- The Washington Times - Wednesday, September 17, 2008

NEW YORK | Goldman Sachs Group Inc., the larger of the nation’s two remaining major independent investment banks, on Tuesday reported its worst slump in profits since going public in 1999.

The world’s largest investment bank reported third-quarter profit plunged 71 percent from the year-ago period, an almost unthinkable drop for a firm widely described as the smartest on Wall Street. Goldman’s results reflect continuing damage from the ongoing credit crisis that has already vanquished three of its rivals.

Goldman and Morgan Stanley remain the only major independent investment banks on Wall Street after a major shake-up of the investment banking industry. Lehman Brothers Holdings Inc. filed for bankruptcy Monday after succumbing to distressed real estate holdings, while Bear Stearns Cos. and Merrill Lynch & Co. were swallowed by commercial banks in emergency sales.

After two years of record profits, Chairman and Chief Executive Lloyd Blankfein has been the only CEO to navigate his firm through the market dislocation without posting a loss or major write-downs.

He said “this was a challenging quarter” marred by a “decrease in client activity and declining asset valuations.”
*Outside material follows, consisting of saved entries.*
PR #872, opened 2026-07-24
chore: Update templates for base image: apify/actor-node-playwright, apify/actor-node-playwright-chrome, apify/actor-node-playwright-firefox, apify/actor-node-playwright-webkit, apify/actor-node-playwright-camoufox

apify-service-account:
Automated update of templates for base image `apify/actor-node-playwright, apify/actor-node-playwright-chrome, apify/actor-node-playwright-firefox, apify/actor-node-playwright-webkit, apify/actor-node-playwright-camoufox`

**Parameters:**
- Base Image: `apify/actor-node-playwright, apify/actor-node-playwright-chrome, apify/actor-node-playwright-firefox, apify/actor-node-playwright-webkit, apify/actor-node-playwright-camoufox`
- Runtime Version: `24`
- Module Version: `1.61.1`

> Generated by [Update Templates](https://github.com/apify/actor-templates/actions/workflows/update-templates.yml) workflow.

PR #926, opened 2026-09-08
fix(ci): let update-templates refresh the lockfile it invalidates

l2ysho:
> [!NOTE]
> **TL;DR** This should be a leftover after npm -> pnpm migration.

## The failure

Every dispatch that changes the pinned Playwright or Puppeteer version dies:

```
[ERR_PNPM_OUTDATED_LOCKFILE] Cannot install with "frozen-lockfile" ...
  - playwright (lockfile: 1.61.1, manifest: 1.63.0)
```

Latest: [run 34120119724](https://github.com/apify/actor-templates/actions/runs/34120119724).

Master itself is green. This is the `Update Templates` workflow only, so it has been easy to miss.

## Origin

`scripts/actions/update-templates.mts` rewrites the module version in `package.json`, then runs `pnpm install` so `pnpm-lock.yaml` is back in sync before the bot commits both files.

That install is load-bearing. It was added in #734 precisely because #614 had started editing the root `package.json`, leaving every bot PR with a lockfile that disagreed with its own manifest. The PR this workflow opens installs with `--frozen-lockfile`, so a stale lockfile fails every check on it. Deleting the line would relocate the failure, not remove it.

07f5cff9 (#765, pnpm migration) changed that call:

```diff
-execSync('npm install', { cwd: new URL('../../', import.meta.url) });
+execSync('pnpm install', { cwd: new URL('../../', import.meta.url) });
```

`npm install` closes a manifest/lockfile gap silently. `pnpm install` defaults to `--frozen-lockfile` on CI and aborts, because a gap there usually means someone forgot to commit their lockfile. Here the gap is deliberate and one line old.

First failure came 3.5 hours after that merge.

## Impact

Last bot commit to bump the root pin: 458bbfe4, **2026-05-15**. Nothing since — roughly 3.7 months.

Current drift on master:

```
apify/actor-node-playwright:24-1.61.1            (playwright is at 1.63.0)
apify/actor-node-playwright-chrome:24-1.61.1
apify/actor-node-playwright-camoufox:24-1.59.1   (four versions behind)
apify/actor-node-puppeteer-chrome:24-24.43.1
```

Less bad than the gap suggests, because Renovate has been catching some of it as a side effect of root dependency updates. Renovate does not know about Apify base image tags, though, so they only move when they happen to ride along. The camoufox gap is what that looks like when they don't.

Not every Node dispatch died — #872 got through on 2026-07-24 because Renovate had already set the root pin to the target version nine days earlier, so the script wrote the same value and the lockfile stayed valid. The failure hits whenever the target differs from what the root `package.json` already holds, which is the normal case.

## The fix

```diff
-execSync('pnpm install', { cwd: new URL('../../', import.meta.url) });
+execSync('pnpm install --no-frozen-lockfile --lockfile-only', {
+    cwd: new URL('../../', import.meta.url),
+});
```

`--no-frozen-lockfile` restores the `npm install` behaviour the script was written against.

`--lockfile-only` because the workflow commits the lockfile and never runs the installed code, so downloading Playwright's browser binaries is wasted time.

## Verification

Ran the script end to end on a clean checkout with Node 24 and pnpm 11.13.0, using the workflow's own environment. Reproduced the original failure first, then confirmed the fix produces the same file set as the last successful bot commit (a0936b2d):

```
package.json                                          1.61.1 -> 1.63.0
pnpm-lock.yaml                                        specifier + version -> 1.63.0
templates/js-crawlee-playwright-camoufox/{Dockerfile,package.json}
templates/js-crawlee-playwright-chrome/{Dockerfile,package.json}
templates/ts-crawlee-playwright-camoufox/{Dockerfile,package.json}
templates/ts-crawlee-playwright-chrome/{Dockerfile,package.json}
templates/ts-playwright-test-runner/{Dockerfile,package.json}
```

No `node_modules` written, confirming `--lockfile-only`. Prettier passes.

## Deliberately not fixed

`pnpm-workspace.yaml` sets `minimumReleaseAge: 1440`, so a dispatch arriving within 24 hours of the npm publish still fails to resolve — a different error, `ERR_PNPM_NO_MATURE_MATCHING_VERSION`. That happened on [run 33933693188](https://github.com/apify/actor-templates/actions/runs/33933693188), which fired 2 hours after the 1.63.0 publish.

Leaving the 24-hour supply-chain protection alone was a deliberate call. The cost is small: dispatches repeat for the same image over several days, so only the first attempt after a release is lost. Playwright 1.63.0 was dispatched four times; three of those were outside the window and would have passed with this fix.

The alternatives, if anyone disagrees — add `playwright`, `playwright-core`, `@playwright/test`, `puppeteer` to `minimumReleaseAgeExclude`, or pass `--config.minimumReleaseAge=0` on this one install. Both verified working, both weaken the protection.

## Follow-ups, not in this PR

- The backlog does not clear itself — the workflow only fires on new base image publishes. Someone should trigger it manually via `workflow_dispatch` for playwright and camoufox once this lands.
- #872 has been open since 2026-07-24 with auto-merge armed, `BEHIND`, and red checks that ran against a much older master. Likely just needs a rebase and rerun; not confirmed.


l2ysho:
@B4nan can you take a look pls?

B4nan (approved):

That was reflected in the numbers. The New York-based investment bank posted a profit of $810 million, or $1.81 per share after paying preferred dividends compared to $2.81 billion, or $6.13 per share, a year earlier. Revenue for the three months ended Aug. 29 skidded 51 percent to $6.04 billion from $12.3 billion a year ago.

The results still beat Wall Street projections for $1.71 per share, according to analysts polled by Thomson Reuters. Revenue fell short of the $6.23 billion expected by analysts.

The financial market turmoil is one of the low points in Goldman’s 139-year history. Though it has avoided the kind of bruising results turned in by many of its rivals, Goldman’s shares are still down almost 50 percent from its 52-week high of $250.70.

On Tuesday, the stock slid $2.49, or 1.8 percent, to $133.01 after sinking to a new 52-week low of $116.13 earlier in the session.

Goldman’s performance from some of its renowned businesses reflected the market’s dislocation since the credit crisis began one year ago. Investment banking revenue tumbled 40 percent, and trading and investments notched 67 percent lower.

The fall of Bear Stearns in March when it was sold to JPMorgan Chase & Co. helped Goldman’s results during the third quarter. Goldman’s prime brokerage, which trades securities for major institutional clients, reported a 20 percent surge in revenue. That helped lift Goldman’s asset management and securities services unit’s revenue higher by 4 percent from the year-ago period.